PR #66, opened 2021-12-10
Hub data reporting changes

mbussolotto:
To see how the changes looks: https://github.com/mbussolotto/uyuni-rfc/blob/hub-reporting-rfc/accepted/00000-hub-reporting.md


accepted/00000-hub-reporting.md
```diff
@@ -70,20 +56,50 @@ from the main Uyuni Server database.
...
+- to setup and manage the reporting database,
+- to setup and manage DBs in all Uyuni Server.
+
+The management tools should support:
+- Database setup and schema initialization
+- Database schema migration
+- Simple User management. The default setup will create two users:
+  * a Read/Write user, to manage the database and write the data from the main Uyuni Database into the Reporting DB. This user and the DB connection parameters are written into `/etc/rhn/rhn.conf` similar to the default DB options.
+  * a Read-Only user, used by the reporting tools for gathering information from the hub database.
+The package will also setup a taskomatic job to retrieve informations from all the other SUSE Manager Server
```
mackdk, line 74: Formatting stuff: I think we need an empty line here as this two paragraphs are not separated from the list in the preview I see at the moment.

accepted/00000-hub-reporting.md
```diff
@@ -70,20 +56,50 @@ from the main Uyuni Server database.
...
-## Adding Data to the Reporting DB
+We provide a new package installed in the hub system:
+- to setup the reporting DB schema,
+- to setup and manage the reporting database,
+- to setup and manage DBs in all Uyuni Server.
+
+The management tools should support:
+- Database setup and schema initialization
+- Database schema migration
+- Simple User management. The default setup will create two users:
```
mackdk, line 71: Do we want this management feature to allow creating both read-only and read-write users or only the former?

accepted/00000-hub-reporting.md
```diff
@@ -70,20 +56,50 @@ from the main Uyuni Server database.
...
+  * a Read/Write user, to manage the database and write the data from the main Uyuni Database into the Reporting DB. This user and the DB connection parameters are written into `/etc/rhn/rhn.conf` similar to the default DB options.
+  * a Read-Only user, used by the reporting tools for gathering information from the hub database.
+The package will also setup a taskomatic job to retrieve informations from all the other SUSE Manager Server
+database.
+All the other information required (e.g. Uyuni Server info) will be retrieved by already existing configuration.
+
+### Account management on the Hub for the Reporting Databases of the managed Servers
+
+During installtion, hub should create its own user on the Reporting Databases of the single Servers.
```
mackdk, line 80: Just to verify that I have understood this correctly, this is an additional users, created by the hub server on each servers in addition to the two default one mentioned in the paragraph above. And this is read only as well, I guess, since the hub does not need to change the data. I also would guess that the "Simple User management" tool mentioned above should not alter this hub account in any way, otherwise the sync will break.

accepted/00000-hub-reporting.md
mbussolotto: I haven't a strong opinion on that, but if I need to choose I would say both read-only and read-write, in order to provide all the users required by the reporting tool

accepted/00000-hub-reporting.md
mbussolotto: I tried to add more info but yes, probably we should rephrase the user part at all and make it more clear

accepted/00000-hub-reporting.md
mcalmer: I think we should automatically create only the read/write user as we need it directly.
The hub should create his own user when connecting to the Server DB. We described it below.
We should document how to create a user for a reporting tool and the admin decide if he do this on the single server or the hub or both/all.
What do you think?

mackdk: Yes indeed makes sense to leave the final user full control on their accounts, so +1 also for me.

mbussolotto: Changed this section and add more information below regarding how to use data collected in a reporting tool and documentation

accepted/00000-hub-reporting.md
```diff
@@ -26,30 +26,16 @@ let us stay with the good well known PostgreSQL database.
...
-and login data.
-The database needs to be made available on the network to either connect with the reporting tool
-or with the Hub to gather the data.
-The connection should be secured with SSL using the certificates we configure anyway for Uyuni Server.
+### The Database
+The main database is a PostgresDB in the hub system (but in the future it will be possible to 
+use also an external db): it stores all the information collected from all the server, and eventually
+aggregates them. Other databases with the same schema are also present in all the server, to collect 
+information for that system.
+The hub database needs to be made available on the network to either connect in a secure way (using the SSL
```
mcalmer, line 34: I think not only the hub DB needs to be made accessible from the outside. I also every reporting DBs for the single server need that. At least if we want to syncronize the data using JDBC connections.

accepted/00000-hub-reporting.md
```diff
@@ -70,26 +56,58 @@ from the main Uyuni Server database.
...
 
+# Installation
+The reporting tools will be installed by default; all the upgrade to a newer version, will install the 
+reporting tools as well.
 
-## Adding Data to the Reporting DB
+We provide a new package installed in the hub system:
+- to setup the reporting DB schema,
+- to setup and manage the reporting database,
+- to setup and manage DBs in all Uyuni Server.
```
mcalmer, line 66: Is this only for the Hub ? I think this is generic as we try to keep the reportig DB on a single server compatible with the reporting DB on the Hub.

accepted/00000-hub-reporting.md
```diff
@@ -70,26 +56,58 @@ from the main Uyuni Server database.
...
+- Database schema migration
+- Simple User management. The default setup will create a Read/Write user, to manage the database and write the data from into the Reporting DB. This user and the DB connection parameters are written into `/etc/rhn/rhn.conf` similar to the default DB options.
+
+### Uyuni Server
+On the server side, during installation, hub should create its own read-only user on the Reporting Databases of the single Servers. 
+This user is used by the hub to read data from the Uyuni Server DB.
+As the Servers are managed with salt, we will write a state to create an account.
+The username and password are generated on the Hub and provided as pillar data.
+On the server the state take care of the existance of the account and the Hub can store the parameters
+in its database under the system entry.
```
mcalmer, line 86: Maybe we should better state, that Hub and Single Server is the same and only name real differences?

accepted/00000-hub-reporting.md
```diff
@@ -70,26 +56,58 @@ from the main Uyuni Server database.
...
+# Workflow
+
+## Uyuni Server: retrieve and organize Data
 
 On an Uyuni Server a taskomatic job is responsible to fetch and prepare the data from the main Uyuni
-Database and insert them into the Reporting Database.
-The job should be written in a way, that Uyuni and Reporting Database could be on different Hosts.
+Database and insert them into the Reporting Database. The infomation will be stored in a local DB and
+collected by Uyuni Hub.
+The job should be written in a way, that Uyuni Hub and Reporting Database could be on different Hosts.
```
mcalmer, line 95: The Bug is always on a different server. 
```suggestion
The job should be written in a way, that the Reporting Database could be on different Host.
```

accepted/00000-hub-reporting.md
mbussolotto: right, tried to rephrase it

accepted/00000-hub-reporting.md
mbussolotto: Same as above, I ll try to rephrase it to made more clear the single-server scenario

☆ ☆ ☆

| Exercise objective |
Check each line of the material for "tried". Copy the ones that have it.

| Task response |
mbussolotto: I tried to add more info but yes, probably we should rephrase the user part at all and make it more clear
mbussolotto: right, tried to rephrase it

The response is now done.